The Federal Court of Appeal (FCA) has confirmed that the Patented Medicine Prices Review Board (PMPRB or Board) does not have jurisdiction over the prices of unpatented medicines. In doing so, the FCA overturned decisions of the PMPRB and the Federal Court (FC) finding that a patent can pertain to a medicine based on “clinical similarities” to the invention—even if the patent does not actually encompass the medicine.

Background

This case has a long history before the PMPRB and the Courts. It concerns Canadian Patent No. 2,478,237 (the 237 Patent), which relates to the use of adapalene to treat dermatological disorders. The patentee, Galderma Canada Inc. (Galderma), markets two adapalene products in Canada:

  • Differin®, which contains 0.1% adapalene (DIFFERIN).
  • Differin XPTM, which contains a higher concentration of adapalene: 0.3% (DIFFERIN XP).
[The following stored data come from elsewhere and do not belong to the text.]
PR #251, opened 2024-08-01
STOR-1856: add STS hook for EFS credentials request controller

RomanBednar:
PR https://github.com/openshift/csi-operator/pull/237 for migrating EFS operator to csi-operator repo was missing credentials request hook - as a result EFS operator was not working in STS clusters due to missing secret:

```
MountVolume.SetUp failed for volume "aws-credentials" : secret "aws-efs-cloud-credentials" not found
```

Patch was tested to verify EFS dynamic provisioning on STS cluster and correct handling of role ARN provided via Operator Hub:

1) check provided ARN
```
$ oc -n openshift-cluster-csi-drivers get subscription/aws-efs-csi-driver-operator -o json | jq '.spec.config.env'
[
  {
    "name": "ROLEARN",
    "value": "arn:aws:iam::269733383066:role/rbednar-aws-efs-openshift-cluster-csi-drivers-aws-efs-cloud-cred"
  }
]
```

2) validate ARN propagated to cred. request by the hook
```
$ oc -n openshift-cloud-credential-operator get credentialsrequest/openshift-aws-efs-csi-driver -o json | jq '.spec.providerSpec.stsIAMRoleARN'
"arn:aws:iam::269733383066:role/rbednar-aws-efs-openshift-cluster-csi-drivers-aws-efs-cloud-cred"
```

3) verify secret was created by CCO
```
$ oc -n openshift-cluster-csi-drivers get secret/aws-efs-cloud-credentials
NAME                        TYPE     DATA   AGE
aws-efs-cloud-credentials   Opaque   1      48m
```

4) test dynamic provisioning with EFS
```
$ oc get pvc
NAME    STATUS   VOLUME                                     CAPACITY   ACCESS MODES   STORAGECLASS   VOLUMEATTRIBUTESCLASS   AGE
pvc-1   Bound    pvc-32f11702-80db-4c3c-b52a-8ccce73e486a   1Gi        RWO            efs-sc         <unset>                 61s

$ oc get pv
NAME                                       CAPACITY   ACCESS MODES   RECLAIM POLICY   STATUS   CLAIM           STORAGECLASS   VOLUMEATTRIBUTESCLASS   REASON   AGE
pvc-32f11702-80db-4c3c-b52a-8ccce73e486a   1Gi        RWO            Delete           Bound    default/pvc-1   efs-sc         <unset>                          14s
```

PR #252, opened 2024-08-01
STOR-1993: add init container in EFS CSI controller pod

bertinatto:
CC @openshift/storage

### DIFF
--- a/assets/overlays/aws-efs/generated/standalone/controller.yaml
+++ b/assets/overlays/aws-efs/generated/standalone/controller.yaml
@@ -56,22 +56,10 @@ spec:
         env:
         - name: CSI_ENDPOINT
           value: unix:///var/lib/csi/sockets/pluginproxy/csi.sock
-        - name: AWS_ACCESS_KEY_ID
-          valueFrom:
-            secretKeyRef:
-              key: aws_access_key_id
-              name: aws-efs-cloud-credentials
-              optional: true
-        - name: AWS_SECRET_ACCESS_KEY
-          valueFrom:
-            secretKeyRef:
-              key: aws_secret_access_key
-              name: aws-efs-cloud-credentials
-              optional: true
         - name: AWS_SDK_LOAD_CONFIG
           value: "1"
         - name: AWS_CONFIG_FILE
-          value: /var/run/secrets/aws/credentials
+          value: /var/run/aws/auth/credentials
         image: ${DRIVER_IMAGE}
         imagePullPolicy: IfNotPresent
         livenessProbe:
@@ -97,8 +85,8 @@ spec:
           privileged: true
         terminationMessagePolicy: FallbackToLogsOnError
         volumeMounts:
-        - mountPath: /var/run/secrets/aws
-          name: aws-credentials
+        - mountPath: /var/run/aws/auth
+          name: aws-auth
           readOnly: true
         - mountPath: /var/run/secrets/openshift/serviceaccount
           name: bound-sa-token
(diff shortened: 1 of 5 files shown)


assets/overlays/aws-efs/generated/standalone/controller.yaml
```diff
@@ -200,6 +190,24 @@ spec:
...
           name: metrics-serving-cert
       hostNetwork: true
+      initContainers:
+      - command:
+        - sh
+        - -c
+        - |
+          cat <<EOF > /var/run/aws/auth/credentials
+          [default]
+          aws_access_key_id=$(cat /var/run/aws/keys/aws_access_key_id)
```
RomanBednar, line 200: Those files won't exist on STS cluster so it will create a file like:

```
[default]
aws_access_key_id=
aws_secret_access_key=
```

But as long as it does not overwrite STS config it should be fine I guess. Currently the config in STS is at `/var/run/secrets/aws/credentials`, with this patch it would be `/var/run/aws/keys/credentials`. Maybe the script could check the files first?

assets/overlays/aws-efs/patches/controller_add_driver.yaml
```diff
@@ -56,22 +74,10 @@ spec:
...
-              valueFrom:
-                secretKeyRef:
-                  name: aws-efs-cloud-credentials
-                  key: aws_secret_access_key
-                  optional: true
             - name: AWS_SDK_LOAD_CONFIG
               value: '1'
             - name: AWS_CONFIG_FILE
-              value: /var/run/secrets/aws/credentials
+              value: /var/run/aws/auth/credentials
```
RomanBednar, line 80: Isn't this `AWS_CONFIG_FILE` var used by AWS SDK also in case of STS? If so it could break stuff - might be worth testing. However I broke cred. request controller when migrating the code so we might need merging this first before testing STS: https://github.com/openshift/csi-operator/pull/251

bertinatto: Sounds good, let's put an hold to this PR and merge yours first.

bertinatto:
/hold
for https://github.com/openshift/csi-operator/pull/251

assets/overlays/aws-efs/generated/standalone/controller.yaml
bertinatto: Good point, thanks. I fixed this in my other PR for EBS, once that one merges I'll do the same here.

bertinatto:
> /hold for #251

/hold cancel

Phaow:
/label qe-approved
```console
# Checked the presubmit job aws-efs-operator-e2e-extended must-gather the init-aws-credentials-file container works as expected
$ omc logs aws-efs-csi-driver-controller-9d98d9d56-jpt52 -c init-aws-credentials-file
2024-08-13T19:47:37.697578318Z Kubernetes Secret already contains credentials file, copied to the right place: /var/run/aws/auth/credentials
```

config/aws-efs/manifests/stable/image-references
```diff
@@ -27,3 +27,7 @@ spec:
     from:
       kind: DockerImage
       name: quay.io/openshift/origin-kube-rbac-proxy:latest
+  - name: tools
```
Ximinhan, line 30: Hi @bertinatto the key tools needs update, we find build failed due to this reference, for tools it only can be `ose-tools `or `ose-network-tools`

There is no dispute that the 237 Patent pertains to DIFFERIN XP. The PMPRB took the position that the 237 Patent also pertains to DIFFERIN, and that Galderma had failed to report the required sales and financial information in respect of this product from January 1, 2010 until the 237 Patent expired on March 14, 2016. Galderma argued that the 237 Patent is not intended or capable of being used for DIFFERIN—a 0.1% adapalene formulation—because on its face, the patent is specific to 0.3% adapalene formulations (such as DIFFERIN XP).

As we reported, the FCA overturned the Board’s first decision against Galderma in 2019 and returned the matter to the PMPRB for redetermination on the basis that the invention of the 237 Patent is the use of a 0.3% concentration of adapalene for the treatment of dermatological disorders. The FCA also held that the PMPRB should be allowed to address “what kind of clinical similarities would support a finding that the invention of a patent was intended or capable of being used” for a specific medicine.

On redetermination in 2020, the Board concluded that the 237 Patent pertains to clinical similarities between DIFFERIN and DIFFERIN XP (see our summary of that decision here), leading to this second application for judicial review. As we reported, the FC found the PMPRB’s redetermination decision to be reasonable in January 2024, leading to this further appeal.

No jurisdiction over unpatented medicines based on “clinical similarities”

On appeal, the FCA focused on the statutory and constitutional limitations of the PMPRB’s power.

The Court confirmed long-standing jurisprudence holding that the PMPRB has no jurisdiction over the prices of unpatented medicines. Although the statutory test for determining whether a patent pertains to a medicine asks whether the “the invention is intended or capable of being used for medicine or for the preparation or production of medicine,” this cannot be interpreted to expand the PMPRB’s jurisdiction into the regulation of unpatented medicine prices.

On the facts of this case, the FCA found that there was only one available outcome: DIFFERIN is not a patented medicine. As stated by the Court:

The invention in the ’237 Patent, the use of the 0.3% concentration of adapalene, cannot (in the words of subsection 79(2)) be “intended or capable of being used” for Differin or for “the preparation or production” of Differin, because Differin does not embody that use at all.

In reaching this conclusion, the FCA did not explicitly address the issue of “clinical similarities.” However, by finding the Board exceeded its jurisdiction the Court has effectively rejected the Board’s interpretation of “clinical similarities” as a basis for finding that a patent pertains to a medicine:

Nowhere does the Patent Act say that the Board can regulate an unpatented medicine just because a patented medicine might be used in its place or because it shares some unpatented properties of the patented medicine (here, the unpatented ingredient adapalene).

Having found that there was only one available outcome on the facts of this case—regardless of the standard of review applied—the FCA declined to once again return the matter to the PMPRB for redetermination. Instead, the FCA made the decision that the FC ought to have made and struck down the PMPRB’s decision.